_What is needed_
From the very first line down to the line containing "I want to make", write out the material exactly as it appears, and no more.
Start of Entries provided
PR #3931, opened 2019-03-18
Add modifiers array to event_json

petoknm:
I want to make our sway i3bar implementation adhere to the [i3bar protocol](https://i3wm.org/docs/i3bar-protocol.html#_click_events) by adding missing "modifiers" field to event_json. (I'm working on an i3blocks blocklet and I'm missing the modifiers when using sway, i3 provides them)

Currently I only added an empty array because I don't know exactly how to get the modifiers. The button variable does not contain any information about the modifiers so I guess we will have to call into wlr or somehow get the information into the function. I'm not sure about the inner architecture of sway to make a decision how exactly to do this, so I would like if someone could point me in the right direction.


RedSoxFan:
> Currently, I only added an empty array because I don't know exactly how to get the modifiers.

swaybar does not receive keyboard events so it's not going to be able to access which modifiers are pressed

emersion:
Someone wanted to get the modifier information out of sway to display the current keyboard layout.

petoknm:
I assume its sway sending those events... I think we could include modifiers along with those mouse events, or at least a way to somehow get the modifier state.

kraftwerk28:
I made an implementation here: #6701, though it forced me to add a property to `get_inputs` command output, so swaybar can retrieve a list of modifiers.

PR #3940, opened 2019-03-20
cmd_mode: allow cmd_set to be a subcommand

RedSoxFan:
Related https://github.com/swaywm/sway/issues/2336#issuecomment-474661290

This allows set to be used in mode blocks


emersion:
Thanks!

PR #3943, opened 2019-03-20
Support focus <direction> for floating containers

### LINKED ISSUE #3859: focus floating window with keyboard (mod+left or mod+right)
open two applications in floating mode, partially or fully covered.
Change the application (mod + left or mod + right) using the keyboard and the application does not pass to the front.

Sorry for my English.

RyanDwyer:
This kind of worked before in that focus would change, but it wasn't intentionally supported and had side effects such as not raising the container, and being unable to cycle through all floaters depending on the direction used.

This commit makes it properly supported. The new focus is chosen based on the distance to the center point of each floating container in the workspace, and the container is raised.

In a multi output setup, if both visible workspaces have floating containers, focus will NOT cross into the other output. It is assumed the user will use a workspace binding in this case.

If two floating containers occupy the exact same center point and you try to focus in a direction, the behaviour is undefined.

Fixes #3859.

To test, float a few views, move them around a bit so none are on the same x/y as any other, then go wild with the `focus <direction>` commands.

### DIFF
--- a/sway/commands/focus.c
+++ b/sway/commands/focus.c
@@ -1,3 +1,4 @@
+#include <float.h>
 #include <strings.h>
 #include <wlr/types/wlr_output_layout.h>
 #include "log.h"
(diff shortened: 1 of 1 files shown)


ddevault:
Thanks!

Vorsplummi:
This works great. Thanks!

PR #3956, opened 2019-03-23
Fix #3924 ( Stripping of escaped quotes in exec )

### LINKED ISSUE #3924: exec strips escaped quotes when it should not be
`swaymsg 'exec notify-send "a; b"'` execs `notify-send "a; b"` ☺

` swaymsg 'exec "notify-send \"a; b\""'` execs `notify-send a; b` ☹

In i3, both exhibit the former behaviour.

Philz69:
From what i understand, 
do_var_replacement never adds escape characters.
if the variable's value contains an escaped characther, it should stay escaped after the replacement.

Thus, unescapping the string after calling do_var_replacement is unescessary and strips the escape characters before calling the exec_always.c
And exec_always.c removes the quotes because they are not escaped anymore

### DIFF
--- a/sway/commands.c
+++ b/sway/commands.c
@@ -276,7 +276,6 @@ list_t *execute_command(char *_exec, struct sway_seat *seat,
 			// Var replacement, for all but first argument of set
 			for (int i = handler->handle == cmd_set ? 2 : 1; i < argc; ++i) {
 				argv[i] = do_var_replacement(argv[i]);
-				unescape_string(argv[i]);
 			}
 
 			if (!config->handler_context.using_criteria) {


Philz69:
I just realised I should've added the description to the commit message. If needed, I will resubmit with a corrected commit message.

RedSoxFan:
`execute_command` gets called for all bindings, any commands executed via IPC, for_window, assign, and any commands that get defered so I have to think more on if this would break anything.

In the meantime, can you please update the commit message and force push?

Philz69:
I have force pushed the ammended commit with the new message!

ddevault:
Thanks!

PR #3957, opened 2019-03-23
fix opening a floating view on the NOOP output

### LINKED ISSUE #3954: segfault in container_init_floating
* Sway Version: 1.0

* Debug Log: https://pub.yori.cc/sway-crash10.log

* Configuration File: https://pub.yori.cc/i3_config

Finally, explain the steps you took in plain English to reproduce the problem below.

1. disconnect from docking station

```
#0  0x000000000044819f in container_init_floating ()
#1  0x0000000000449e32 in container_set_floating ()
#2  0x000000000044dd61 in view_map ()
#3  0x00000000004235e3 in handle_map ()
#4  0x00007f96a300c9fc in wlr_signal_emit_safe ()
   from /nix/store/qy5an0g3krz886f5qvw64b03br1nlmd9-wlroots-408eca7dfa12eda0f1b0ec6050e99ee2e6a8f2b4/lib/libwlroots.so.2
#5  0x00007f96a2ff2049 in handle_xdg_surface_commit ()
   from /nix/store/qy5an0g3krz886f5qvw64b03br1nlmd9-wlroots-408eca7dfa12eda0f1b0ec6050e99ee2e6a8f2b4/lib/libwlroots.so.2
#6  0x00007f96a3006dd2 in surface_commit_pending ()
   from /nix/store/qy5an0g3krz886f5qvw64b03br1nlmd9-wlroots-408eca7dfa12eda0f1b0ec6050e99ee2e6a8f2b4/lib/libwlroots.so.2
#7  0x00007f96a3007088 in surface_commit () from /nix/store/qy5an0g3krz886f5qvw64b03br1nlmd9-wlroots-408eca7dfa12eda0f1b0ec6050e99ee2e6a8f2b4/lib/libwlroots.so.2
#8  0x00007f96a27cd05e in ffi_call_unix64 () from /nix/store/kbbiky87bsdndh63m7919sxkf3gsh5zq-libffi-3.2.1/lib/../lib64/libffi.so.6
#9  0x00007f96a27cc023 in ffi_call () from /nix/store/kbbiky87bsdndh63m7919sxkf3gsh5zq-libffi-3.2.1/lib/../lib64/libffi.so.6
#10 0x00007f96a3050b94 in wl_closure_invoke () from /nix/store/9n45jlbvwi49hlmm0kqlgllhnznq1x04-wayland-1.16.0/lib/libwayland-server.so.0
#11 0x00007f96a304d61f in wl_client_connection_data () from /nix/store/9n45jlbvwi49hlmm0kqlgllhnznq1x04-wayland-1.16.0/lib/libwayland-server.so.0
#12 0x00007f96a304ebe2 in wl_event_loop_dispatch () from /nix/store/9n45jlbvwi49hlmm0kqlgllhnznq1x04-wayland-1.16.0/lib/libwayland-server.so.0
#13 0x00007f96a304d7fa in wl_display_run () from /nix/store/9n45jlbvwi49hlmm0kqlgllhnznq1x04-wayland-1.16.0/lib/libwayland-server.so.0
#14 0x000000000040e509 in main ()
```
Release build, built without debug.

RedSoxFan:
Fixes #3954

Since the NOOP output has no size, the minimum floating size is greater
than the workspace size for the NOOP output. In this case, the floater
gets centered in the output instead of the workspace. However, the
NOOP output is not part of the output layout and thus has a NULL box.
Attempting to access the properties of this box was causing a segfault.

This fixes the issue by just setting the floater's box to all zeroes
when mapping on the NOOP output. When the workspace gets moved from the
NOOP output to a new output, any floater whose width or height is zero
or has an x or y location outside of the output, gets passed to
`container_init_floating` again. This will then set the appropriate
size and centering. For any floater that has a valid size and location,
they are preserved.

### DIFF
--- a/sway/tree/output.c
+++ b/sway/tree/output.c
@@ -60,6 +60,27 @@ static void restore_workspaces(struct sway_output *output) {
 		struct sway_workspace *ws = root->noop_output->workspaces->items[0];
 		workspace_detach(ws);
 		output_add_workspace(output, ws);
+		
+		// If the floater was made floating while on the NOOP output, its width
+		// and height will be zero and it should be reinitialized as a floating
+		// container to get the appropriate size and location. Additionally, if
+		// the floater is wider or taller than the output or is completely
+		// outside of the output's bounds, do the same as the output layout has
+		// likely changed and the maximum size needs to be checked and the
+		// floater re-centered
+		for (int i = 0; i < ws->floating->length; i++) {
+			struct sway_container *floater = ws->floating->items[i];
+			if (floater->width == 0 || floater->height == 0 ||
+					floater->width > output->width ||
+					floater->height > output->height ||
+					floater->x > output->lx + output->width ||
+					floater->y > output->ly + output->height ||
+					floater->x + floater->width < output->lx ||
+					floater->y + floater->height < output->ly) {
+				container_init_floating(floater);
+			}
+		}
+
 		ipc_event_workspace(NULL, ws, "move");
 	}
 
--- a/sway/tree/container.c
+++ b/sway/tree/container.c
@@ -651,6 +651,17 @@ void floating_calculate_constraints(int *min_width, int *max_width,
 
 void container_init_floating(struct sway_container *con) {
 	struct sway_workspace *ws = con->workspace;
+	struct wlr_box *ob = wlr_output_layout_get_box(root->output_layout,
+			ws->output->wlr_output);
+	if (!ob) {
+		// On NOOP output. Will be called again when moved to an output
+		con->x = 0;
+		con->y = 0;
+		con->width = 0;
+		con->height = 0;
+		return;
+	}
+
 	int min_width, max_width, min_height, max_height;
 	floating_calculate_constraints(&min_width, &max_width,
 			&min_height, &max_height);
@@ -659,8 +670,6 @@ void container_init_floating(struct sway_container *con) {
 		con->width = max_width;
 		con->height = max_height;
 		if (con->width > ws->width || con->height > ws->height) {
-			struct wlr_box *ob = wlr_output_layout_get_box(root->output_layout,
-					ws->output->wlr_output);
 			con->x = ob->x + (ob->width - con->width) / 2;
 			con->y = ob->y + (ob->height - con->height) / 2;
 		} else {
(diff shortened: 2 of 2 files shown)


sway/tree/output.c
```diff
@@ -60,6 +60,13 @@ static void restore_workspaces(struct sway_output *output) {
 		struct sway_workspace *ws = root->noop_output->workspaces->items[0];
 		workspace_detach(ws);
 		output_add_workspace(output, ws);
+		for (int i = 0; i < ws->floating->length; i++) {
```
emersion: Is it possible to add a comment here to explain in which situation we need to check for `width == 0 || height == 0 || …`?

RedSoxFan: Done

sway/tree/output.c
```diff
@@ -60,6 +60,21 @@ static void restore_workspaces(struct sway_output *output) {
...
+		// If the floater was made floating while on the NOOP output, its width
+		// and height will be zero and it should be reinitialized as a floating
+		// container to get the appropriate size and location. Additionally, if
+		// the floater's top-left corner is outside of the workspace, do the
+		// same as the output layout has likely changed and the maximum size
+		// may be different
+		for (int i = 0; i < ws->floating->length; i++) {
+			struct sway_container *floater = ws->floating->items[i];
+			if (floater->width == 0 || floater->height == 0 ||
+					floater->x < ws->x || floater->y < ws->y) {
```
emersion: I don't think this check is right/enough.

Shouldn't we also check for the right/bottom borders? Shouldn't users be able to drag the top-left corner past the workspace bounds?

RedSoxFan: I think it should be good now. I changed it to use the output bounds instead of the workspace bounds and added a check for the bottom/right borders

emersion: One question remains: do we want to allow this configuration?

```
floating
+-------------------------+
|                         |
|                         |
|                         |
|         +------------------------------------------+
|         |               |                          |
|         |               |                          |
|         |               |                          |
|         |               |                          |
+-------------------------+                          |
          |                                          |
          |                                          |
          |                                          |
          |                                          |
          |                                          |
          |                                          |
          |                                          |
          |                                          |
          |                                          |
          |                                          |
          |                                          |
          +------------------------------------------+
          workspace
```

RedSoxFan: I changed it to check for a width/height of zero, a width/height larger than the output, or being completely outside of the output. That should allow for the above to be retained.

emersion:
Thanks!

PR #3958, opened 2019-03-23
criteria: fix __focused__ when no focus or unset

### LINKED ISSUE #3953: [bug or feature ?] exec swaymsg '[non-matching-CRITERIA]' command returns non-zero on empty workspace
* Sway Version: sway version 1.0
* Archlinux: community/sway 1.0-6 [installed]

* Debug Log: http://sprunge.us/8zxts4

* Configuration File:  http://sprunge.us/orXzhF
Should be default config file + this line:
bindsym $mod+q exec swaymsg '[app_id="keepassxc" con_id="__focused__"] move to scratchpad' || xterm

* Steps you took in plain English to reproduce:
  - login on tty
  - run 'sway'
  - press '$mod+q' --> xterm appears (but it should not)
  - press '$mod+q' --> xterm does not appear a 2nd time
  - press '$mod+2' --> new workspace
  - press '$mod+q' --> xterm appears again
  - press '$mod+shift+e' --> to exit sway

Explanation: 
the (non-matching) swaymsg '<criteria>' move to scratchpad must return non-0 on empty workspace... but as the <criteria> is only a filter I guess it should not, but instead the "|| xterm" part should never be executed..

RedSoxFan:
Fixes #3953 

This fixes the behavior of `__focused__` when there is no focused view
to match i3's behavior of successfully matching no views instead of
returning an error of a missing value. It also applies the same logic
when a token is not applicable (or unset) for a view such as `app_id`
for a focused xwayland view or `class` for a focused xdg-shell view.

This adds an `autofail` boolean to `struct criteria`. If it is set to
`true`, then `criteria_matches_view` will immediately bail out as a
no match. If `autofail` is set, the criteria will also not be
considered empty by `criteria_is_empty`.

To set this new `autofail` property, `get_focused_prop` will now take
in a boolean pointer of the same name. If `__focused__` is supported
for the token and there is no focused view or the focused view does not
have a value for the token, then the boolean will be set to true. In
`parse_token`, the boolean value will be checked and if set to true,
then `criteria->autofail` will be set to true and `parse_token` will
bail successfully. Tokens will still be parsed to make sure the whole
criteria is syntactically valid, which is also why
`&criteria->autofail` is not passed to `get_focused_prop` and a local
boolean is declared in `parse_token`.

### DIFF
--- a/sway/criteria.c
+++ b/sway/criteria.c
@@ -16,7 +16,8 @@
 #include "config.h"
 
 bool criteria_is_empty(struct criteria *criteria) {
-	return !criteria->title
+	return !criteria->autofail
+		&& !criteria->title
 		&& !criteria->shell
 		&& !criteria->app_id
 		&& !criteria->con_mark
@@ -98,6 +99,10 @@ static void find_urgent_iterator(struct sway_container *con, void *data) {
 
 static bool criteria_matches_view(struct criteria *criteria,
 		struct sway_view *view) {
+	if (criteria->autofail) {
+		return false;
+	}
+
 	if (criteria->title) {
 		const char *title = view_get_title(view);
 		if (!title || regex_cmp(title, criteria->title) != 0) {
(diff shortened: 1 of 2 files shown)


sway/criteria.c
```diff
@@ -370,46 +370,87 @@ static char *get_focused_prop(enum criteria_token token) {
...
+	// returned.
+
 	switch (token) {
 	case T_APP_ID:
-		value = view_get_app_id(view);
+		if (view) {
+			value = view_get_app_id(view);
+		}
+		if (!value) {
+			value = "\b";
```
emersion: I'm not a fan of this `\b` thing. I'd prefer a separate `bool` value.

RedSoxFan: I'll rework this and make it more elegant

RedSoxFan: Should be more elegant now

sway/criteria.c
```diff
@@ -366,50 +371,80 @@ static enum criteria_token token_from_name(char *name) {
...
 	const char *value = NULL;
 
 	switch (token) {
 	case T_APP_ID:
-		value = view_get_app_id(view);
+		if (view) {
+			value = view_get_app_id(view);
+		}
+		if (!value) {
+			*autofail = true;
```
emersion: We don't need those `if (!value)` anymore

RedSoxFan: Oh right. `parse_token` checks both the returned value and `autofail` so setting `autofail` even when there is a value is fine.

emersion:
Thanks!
End of Entries provided
_Completed exercise_
PR #3931, opened 2019-03-18
Add modifiers array to event_json

petoknm:
I want to make our sway i3bar implementation adhere to the [i3bar protocol](https://i3wm.org/docs/i3bar-protocol.html#_click_events) by adding missing "modifiers" field to event_json. (I'm working on an i3blocks blocklet and I'm missing the modifiers when using sway, i3 provides them)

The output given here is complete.